La surenchère verbale suscite et encourage la perversion de certaines dérives médiatiques qui semblent aujourd’hui confondre information et exhibition de polémiques. Beaucoup, même parmi les esprits les plus résistants, cèdent trop facilement à la sollicitation de réagir sur des citations partielles, tronquées, ou même déformées. Un fonctionnement sain de la démocratie supposerait plus d’esprit critique et de sang-froid. Trop de monde espère faire tomber « le feu du ciel » sur ses adversaires. Trop de monde transforme ses adversaires en ennemis indignes de vivre ou de parler.

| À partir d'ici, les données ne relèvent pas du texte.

PR #282, opened 2022-07-19
Add SnoopPrecompile package

timholy:
This small package makes it easy to exhaustively precompile on
Julia 1.8 and higher. In brief, your package should look like

```julia
module MyPackage

using SnoopPrecompile

# method definitions etc

let
    @precompile_calls begin
        # execute the code you want precompiled
    end
end

end # module MyPackage
```

There are also facilities for "setup" code, see the documentation
for details.

### DIFF
--- a/SnoopPrecompile/Project.toml
+++ b/SnoopPrecompile/Project.toml
@@ -8,6 +8,7 @@ julia = "1"
 
 [extras]
 Test = "8dfed614-e22c-5e08-85e1-65c5234f0b40"
+UUIDs = "cf7118a7-6976-5b1a-9a39-7adc72f591a4"
 
 [targets]
-test = ["Test"]
+test = ["Test", "UUIDs"]
--- a/SnoopPrecompile/Project.toml
+++ b/SnoopPrecompile/Project.toml
@@ -1,0 +1,13 @@
+name = "SnoopPrecompile"
+uuid = "66db9d55-30c0-4569-8b51-7e840670fc0c"
+authors = ["Tim Holy <tim.holy@gmail.com> and contributors"]
+version = "1.0.0"
+
+[compat]
+julia = "1"
+
+[extras]
+Test = "8dfed614-e22c-5e08-85e1-65c5234f0b40"
+
+[targets]
+test = ["Test"]
--- a/docs/src/snoop_pc.md
+++ b/docs/src/snoop_pc.md
@@ -20,12 +20,10 @@ struct OtherType
     str::String
 end
 
-let  # `let` prevents `list` from being a visible private name in the package
-    @precompile_calls :setup beginNaturally, y
-        # Putting some things in `:setup` can reduce the size of the
-        # precompile file and potentially make loading faster.
-        list = [OtherType("hello"), OtherType("world!")]
-    end
+@precompile_calls :setup begin
+    # Putting some things in `:setup` can reduce the size of the
+    # precompile file and potentially make loading faster.
+    list = [OtherType("hello"), OtherType("world!")]
     @precompile_calls begin
         # all calls in this block will be precompiled, regardless of whether
         # they belong to your package or not (on Julia 1.8 and higher)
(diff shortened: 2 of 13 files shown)


timholy:
CC @ChrisRackauckas, @SimonDanisch, @rikhuijzer, @LilithHafner, @IanButterworth. This gets both the inferrable and runtime-dispatched calls.

rikhuijzer:
So basically this approach falls in between running a workload and calling `precompile` manually? Compared to the workload, it doesn't cause side-effects and compared to calling `precompile` it will also call runtime dispatches?

Why is `SnoopPrecompile` located inside the `SnoopCompile` repo and not in a separate one?

LilithHafner:
>
```julia
let
    @precompile_calls begin
        # execute the code you want precompiled
    end
end
```

Wouldn't it be easier for the macro to introduce the let block?

SnoopPrecompile/Project.toml
```diff
@@ -0,0 +1,13 @@
+name = "SnoopPrecompile"
+uuid = "66db9d55-30c0-4569-8b51-7e840670fc0c"
+authors = ["Tim Holy <tim.holy@gmail.com> and contributors"]
+version = "1.0.0"
+
+[compat]
+julia = "1"
```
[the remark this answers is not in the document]
timholy: I think of this as a "support" package (one that does not really exist in its own right but merely to make others better), and this allows it to support packages that happen to still support Julia 1.0. It won't do much useful on 1.0, but this way it doesn't force anyone to abandon 1.0 support.

timholy:
> Wouldn't it be easier for the macro to introduce the let block?

Handling `:setup` code that way would have required
```julia
@precompile_calls :setup begin
    vars = ...
    @precompile calls begin
        somecall(vars...)
    end
end
```
since `vars` needs to be in scope for `somecall(vars...)`. I got the impression you didn't like the nested approach. But I can go that way if you prefer it.

LilithHafner:
Using that approach, `@precompile_calls` without `:setup` could still let-fence itself.

Another approach uses only a single macro call, following the style of `BenchmarkTools.@benchmark`:
```julia
@precompile_calls begin
    somecalls(vars...)
end setup = (vars = ...)
```

timholy:
> For the macro name @precompile_calls, I would suggest starting with a verb since most functions and macro's either start with a verb (e.g., @time, @benchmark and @debug) or state the output (e.g., @code_llvm and @lazy_str). Maybe @call_precompile?

It does :slightly_smiling_face: . I'm `precompile`ing the `calls` in that expression!

timholy:
But of course happy to accept other names, given that it's obviously confusing!

LilithHafner:
> It does 🙂 . I'm `precompile`ing the `calls` in that expression!

That is 100% obvious now that you say it, but I also didn't realize that precompile was a verb in that context.

docs/src/snoop_pc.md
```diff
@@ -0,0 +1,70 @@
...
+
+struct MyType
+    x::Int
+end
+struct OtherType
+    str::String
+end
+
+let  # `let` prevents `list` from being a visible private name in the package
+    @precompile_calls :setup beginNaturally, y
```
jkrumbiegel, line 24: What is `beginNaturally, y` here?

timholy: Weird vscode paste! Should just be `begin`. Every once in a while vscode does weird things to my text, I must be sloppy about exiting multicursor or something?

timholy:
If a name change doesn't seem in the offing, clearly it needs at least a docstring.

timholy:
I think I've addressed most of the feedback. Some comments:

- I was worried that there could be a large amount of setup code, so the BenchmarkTools `setup = (...)` syntax began to seem a little less appealing. I went with the nested approach. Alternatively we could have `@precompile_setup` and `@precompile_calls`.
- Sadly, we seem to have a bug in our ability to disable the interpreter, so automatic `let`-fencing is not yet possible. Until then, you can use manual fencing at top level, but be sure to check results with `verbose[] = true`.

timholy:
I'm beginning to lean towards `@precompile_setup` and `@precompile_all`, since people found `@precompile_calls` confusing. Thoughts?

rikhuijzer:
+1 for `@precompile_all`

jkrumbiegel:
How about `@precompile_all_calls`, it's longer but clear in that calls are the object not the verb, and otherwise you don't know from reading what's `all`.

timholy:
I went with `@precompile_setup` and `@precompile_all_calls`. Barring any additional comments I will merge and register the package.

timholy:
https://github.com/JuliaRegistries/General/pull/64746

PR #284, opened 2022-07-30
fix typo in SnoopPrecompile docs

alecloudenback:
I think `all_begin` was intended to be `begin`? 

The former errorred for me when I tried to add it to a package.


timholy:
Thanks!

PR #297, opened 2022-09-20
Fix warning during precompilation

thchr:
https://github.com/JuliaLang/julia/pull/46608 gave rise to a warning during precompilation of SnoopCompile:

```jl
julia> using SnoopCompile
[ Info: Precompiling SnoopCompile [aa65fe97-06da-5843-b5b1-d5d13cad87d2]
WARNING: method definition for precompilable_time at /home/tchr/.julia/packages/SnoopCompile/J3dtR/src/parcel_snoopi_deep.jl:290 declares type variable T but does not use it.
```


timholy:
Thanks!

Issue #298, opened 2022-09-21
Option to turn off all precompilation globally


baggepinnen:
Since the introduction of SnoopPrecompile, I've noticed a rather dramatic impact on my developer productivity. As a developer of many different packages, many of them related to SciML, I precompile packages very often, and have very little benefit of any precompilation, which has lately been wasting 20 minutes multiple times per day.

I just learned that OrdinaryDiffEq is using Preferences.jl to allow the user to opt out of precompilation. Would it be possible to do something similar for SnoopPrecompile globally, using Preferences.jl or an environment variable? I would essentially like to turn off more or less *all* precompilation, since chances are rather high that I will not benefit from it at all until the next time I perform the same precompilation.

timholy:
What happens if you start julia with `julia --compiled-modules=no`?

baggepinnen:
`--compiled-modules=no` seems to make loading packages extremely slow
```julia
/home/fredrikb> julia --startup-file=no --compiled-modules=no 

julia> @time using ControlSystems
┌ Warning: Replacing docs for `SciMLBase.sol :: Union{Tuple, Tuple{D}, Tuple{S}, Tuple{N}, Tuple{T}} where {T, N, S, D}` in module `SciMLBase`
└ @ Base.Docs docs/Docs.jl:240
 81.987430 seconds (132.87 M allocations: 8.530 GiB, 3.21% gc time, 34.21% compilation time: 9% of which was recompilation)
```

```julia
/home/fredrikb> julia --startup-file=no --compiled-modules=yes

julia> @time using ControlSystems
[ Info: Precompiling ControlSystems [a6e380b2-a6ca-5380-bf3e-84a91bcd477e]
 15.364393 seconds (19.27 M allocations: 1.285 GiB, 2.41% gc time, 4.63% compilation time: 48% of which was recompilation)
```

timholy:
Hmm, yeah, it also nixes the caching of lowered code.

PR #299, opened 2022-09-21
Add option to globally disable snoop precompilation

baggepinnen:
This implements one of the suggestions from #298 and allows the user to opt out of all precompilation by setting the environment variable `ENV["SNOOP_PRECOMPILE"] = false`

### DIFF
--- a/SnoopPrecompile/src/SnoopPrecompile.jl
+++ b/SnoopPrecompile/src/SnoopPrecompile.jl
@@ -44,6 +44,7 @@ end
         - indirect runtime-dispatched calls to such methods.
 """
 macro precompile_all_calls(ex::Expr)
+    get(ENV, "SNOOP_PRECOMPILE", true) || return :()
     if have_force_compile
         ex = quote
             begin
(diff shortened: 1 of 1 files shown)


timholy:
The issue I see with this is that it may leave people in a complicated mix of `*.ji` files: those that happened to be written while `SNOOP_PRECOMPILE=0` and those written when it defaulted to being on. That means TTFX could vary wildly depending on the specifics of your precompilation history. Morever, this doesn't seem to have a mechanism for ensuring that the precompiled versions get generated & used when you stop setting `SNOOP_PRECOMPILE=0`. The only option for a "clean house" would be to delete all the files in your `.julia/compiled/v1.x` directory and then precompile everything.

However, I think if we use Preferences.jl, all these negatives go away. Care to try an implementation using Preferences and see if it solves your problem?

timholy:
Just checking in, is this something you're planning to do or should I marked this "help wanted"?

baggepinnen:
I'd be happy to do this, I've been out-of-office for a while but will try to get to it after the backlog has been worked through.

timholy:
With native-code compilation about to be merged, this will become quite urgent. I'll tackle it myself within a week unless you tell me otherwise.

timholy:
I think we also want the ability to turn it off for specific packages, again under `Preferences.jl` control.

t-bltg:
Superseded by https://github.com/timholy/SnoopCompile.jl/pull/334.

Les graves questions auxquelles vous êtes confrontés dans vos engagements politiques et votre service du bien public méritent mieux que ces emballements périodiques. Pour certaines d’entre elles, comme la réforme des retraites, elles engagent l’avenir de nos concitoyens pour plusieurs décennies et elles mettent en oeuvre des conceptions et des pratiques de la solidarité nationale qui méritent bien d’être débattues. Pour d’autres, comme la révision des lois de bioéthique, elles engagent toute une conception de la dignité humaine et du respect qui doit lui être accordé à tous les stades du développement de la personne. Les longues consultations et les débats des États Généraux ont montré que beaucoup de nos concitoyens sont sensibles à l’enjeu de cette révision et qu’ils ne sont pas dupes des slogans les plus volontiers véhiculés sous la pression des lobbies. A travers ces questions, c’est toute une conception de l’homme qui est engagée et notre responsabilité à l’égard des droits imprescriptibles des personnes, surtout de celles qui sont fragilisées dans leur santé ou par leur situation d’immigrés.

Enfin permettez-moi d’espérer encore que la grave crise économique et financière dont nous continuons de subir les effets aide à poser la question culturelle fondamentale, même si beaucoup feignent de ne pas la voir et de passer outre. Comment faire évoluer notre système économique et social pour qu’il ne repose plus sur le seul dynamisme de la consommation dont les spirales n’ont été que trop dommageables ? On ne peut plus imaginer de préserver notre niveau de consommation en oubliant le reste de l’univers. Les récents débats des Nations-Unies ne peuvent pas rester une simple déclaration d’intentions généreuses. Ils doivent passer de plus en plus dans les décisions et les applications.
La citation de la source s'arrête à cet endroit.